PROBLEM >> Among the records that follow, find each line holding the word "cAdvisor" and copy it.

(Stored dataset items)
* * * *
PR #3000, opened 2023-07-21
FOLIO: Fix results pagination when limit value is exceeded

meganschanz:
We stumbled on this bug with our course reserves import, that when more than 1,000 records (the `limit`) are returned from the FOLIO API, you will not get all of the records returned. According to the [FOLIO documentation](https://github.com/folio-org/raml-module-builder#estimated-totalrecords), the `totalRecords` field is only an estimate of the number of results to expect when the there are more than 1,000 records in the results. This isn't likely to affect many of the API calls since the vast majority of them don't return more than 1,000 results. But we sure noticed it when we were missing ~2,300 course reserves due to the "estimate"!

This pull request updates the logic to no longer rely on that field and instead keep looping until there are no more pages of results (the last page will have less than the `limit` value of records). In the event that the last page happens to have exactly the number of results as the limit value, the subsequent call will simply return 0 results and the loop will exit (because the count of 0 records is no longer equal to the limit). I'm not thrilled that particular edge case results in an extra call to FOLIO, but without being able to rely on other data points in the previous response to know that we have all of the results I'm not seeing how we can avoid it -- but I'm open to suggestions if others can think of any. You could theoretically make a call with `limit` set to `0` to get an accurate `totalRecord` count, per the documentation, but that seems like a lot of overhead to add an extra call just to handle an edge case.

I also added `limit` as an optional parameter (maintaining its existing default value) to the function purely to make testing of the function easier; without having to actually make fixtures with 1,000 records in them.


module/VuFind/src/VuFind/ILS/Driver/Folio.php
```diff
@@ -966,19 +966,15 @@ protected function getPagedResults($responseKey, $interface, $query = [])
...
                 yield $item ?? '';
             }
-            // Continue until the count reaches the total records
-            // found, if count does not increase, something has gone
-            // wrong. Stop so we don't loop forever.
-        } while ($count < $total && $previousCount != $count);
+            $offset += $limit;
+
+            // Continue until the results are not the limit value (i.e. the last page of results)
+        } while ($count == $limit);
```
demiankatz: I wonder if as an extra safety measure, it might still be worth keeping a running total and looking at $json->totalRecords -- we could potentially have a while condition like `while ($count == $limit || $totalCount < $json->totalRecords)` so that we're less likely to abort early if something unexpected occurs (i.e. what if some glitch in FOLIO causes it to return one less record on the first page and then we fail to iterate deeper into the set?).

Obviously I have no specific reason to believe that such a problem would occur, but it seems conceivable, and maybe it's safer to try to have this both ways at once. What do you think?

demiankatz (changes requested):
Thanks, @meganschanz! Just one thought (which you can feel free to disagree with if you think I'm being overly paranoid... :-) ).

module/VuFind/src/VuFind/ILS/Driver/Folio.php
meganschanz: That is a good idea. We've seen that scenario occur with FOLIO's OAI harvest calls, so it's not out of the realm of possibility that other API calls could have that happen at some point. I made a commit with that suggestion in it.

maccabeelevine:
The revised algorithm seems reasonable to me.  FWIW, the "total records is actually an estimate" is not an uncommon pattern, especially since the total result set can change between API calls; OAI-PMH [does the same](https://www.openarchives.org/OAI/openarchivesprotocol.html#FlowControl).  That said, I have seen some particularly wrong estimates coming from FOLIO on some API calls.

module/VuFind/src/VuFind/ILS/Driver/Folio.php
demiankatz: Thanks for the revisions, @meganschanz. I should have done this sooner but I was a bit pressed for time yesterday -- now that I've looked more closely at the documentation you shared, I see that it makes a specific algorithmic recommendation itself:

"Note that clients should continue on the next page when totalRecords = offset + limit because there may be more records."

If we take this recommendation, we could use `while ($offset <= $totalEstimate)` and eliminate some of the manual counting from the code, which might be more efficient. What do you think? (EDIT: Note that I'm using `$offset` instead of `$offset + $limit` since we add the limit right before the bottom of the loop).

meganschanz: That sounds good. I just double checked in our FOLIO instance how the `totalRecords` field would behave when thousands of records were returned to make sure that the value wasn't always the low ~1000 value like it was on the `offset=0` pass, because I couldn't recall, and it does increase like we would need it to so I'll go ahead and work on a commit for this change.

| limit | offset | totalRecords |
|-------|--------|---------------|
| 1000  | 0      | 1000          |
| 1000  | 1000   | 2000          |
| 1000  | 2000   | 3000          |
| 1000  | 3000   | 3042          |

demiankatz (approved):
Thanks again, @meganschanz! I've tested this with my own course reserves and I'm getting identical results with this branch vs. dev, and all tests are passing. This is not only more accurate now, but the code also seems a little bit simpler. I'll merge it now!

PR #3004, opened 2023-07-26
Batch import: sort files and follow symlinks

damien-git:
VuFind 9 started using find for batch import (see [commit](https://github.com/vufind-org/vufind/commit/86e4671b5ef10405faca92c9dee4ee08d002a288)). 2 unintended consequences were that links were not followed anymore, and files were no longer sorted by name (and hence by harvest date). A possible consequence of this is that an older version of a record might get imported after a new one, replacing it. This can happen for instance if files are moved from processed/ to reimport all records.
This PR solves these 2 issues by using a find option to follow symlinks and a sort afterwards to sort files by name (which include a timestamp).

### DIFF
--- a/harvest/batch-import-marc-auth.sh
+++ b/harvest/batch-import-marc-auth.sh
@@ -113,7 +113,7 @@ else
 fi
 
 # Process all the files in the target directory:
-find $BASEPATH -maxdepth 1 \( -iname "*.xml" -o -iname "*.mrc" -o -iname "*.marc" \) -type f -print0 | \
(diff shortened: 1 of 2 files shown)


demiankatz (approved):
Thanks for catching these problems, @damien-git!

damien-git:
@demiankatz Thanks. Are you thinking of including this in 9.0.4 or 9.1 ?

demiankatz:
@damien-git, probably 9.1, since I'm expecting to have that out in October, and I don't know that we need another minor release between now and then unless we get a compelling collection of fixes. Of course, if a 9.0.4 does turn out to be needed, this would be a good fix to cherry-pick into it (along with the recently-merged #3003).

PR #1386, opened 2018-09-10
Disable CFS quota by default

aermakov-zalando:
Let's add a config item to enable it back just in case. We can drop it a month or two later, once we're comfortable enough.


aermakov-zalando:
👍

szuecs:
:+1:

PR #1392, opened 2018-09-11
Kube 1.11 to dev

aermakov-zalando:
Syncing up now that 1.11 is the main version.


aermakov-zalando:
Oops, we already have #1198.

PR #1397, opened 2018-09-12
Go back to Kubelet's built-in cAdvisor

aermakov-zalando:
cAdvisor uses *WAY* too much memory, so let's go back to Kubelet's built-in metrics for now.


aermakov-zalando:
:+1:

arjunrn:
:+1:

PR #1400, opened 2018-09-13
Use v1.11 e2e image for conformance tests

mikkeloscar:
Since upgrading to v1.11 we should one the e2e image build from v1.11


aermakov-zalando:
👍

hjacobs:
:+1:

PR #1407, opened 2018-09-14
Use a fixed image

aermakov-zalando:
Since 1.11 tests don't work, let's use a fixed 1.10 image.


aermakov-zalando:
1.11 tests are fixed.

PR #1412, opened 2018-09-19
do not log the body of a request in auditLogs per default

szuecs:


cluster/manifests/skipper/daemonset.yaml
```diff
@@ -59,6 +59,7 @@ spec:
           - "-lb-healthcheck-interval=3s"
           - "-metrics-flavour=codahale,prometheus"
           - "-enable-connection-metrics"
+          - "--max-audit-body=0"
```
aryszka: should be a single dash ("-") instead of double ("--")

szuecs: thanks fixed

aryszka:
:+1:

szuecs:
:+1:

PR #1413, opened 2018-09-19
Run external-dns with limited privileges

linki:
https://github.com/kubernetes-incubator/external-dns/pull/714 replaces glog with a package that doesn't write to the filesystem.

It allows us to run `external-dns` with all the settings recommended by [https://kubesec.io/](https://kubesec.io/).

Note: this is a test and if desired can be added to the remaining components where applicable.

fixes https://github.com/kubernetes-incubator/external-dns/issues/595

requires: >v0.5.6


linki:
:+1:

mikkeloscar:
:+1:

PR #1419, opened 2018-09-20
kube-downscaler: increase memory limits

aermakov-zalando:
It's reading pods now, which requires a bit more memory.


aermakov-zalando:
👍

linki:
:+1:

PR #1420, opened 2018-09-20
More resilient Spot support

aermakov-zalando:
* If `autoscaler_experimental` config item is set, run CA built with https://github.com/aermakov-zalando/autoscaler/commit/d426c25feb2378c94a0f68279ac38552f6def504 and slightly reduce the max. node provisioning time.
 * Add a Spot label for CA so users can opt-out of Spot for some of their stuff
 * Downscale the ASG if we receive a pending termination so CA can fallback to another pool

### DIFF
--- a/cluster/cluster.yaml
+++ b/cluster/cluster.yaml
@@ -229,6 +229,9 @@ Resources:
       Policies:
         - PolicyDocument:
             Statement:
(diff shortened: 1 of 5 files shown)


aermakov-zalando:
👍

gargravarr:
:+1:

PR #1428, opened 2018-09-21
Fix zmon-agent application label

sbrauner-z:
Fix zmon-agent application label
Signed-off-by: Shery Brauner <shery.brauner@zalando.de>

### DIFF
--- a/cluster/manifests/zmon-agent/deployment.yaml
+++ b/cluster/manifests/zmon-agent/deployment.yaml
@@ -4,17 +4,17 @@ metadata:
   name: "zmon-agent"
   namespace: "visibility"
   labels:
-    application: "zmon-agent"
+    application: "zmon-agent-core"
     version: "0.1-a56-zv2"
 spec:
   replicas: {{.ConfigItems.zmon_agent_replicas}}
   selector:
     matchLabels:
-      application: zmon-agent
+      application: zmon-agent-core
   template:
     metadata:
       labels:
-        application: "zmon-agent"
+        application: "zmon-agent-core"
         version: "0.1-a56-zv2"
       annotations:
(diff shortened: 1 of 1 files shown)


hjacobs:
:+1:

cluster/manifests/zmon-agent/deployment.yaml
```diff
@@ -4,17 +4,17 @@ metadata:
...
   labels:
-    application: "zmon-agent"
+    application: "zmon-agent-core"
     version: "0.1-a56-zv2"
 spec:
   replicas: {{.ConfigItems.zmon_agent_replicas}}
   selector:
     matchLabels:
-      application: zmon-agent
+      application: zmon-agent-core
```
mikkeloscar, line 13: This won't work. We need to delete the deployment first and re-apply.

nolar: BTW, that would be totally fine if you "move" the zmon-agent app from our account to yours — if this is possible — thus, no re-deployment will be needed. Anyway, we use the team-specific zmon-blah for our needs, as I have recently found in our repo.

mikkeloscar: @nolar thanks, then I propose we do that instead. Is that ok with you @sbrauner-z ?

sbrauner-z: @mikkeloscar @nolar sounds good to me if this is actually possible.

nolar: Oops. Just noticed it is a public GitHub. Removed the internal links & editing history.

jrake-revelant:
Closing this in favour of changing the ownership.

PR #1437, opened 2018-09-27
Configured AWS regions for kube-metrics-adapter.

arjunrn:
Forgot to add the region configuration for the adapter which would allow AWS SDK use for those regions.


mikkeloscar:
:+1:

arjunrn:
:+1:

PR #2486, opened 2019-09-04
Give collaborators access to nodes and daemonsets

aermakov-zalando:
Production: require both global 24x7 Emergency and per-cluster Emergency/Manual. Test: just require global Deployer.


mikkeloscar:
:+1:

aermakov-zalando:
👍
* * * *
EXERCISE RESULT >>
Go back to Kubelet's built-in cAdvisor
cAdvisor uses *WAY* too much memory, so let's go back to Kubelet's built-in metrics for now.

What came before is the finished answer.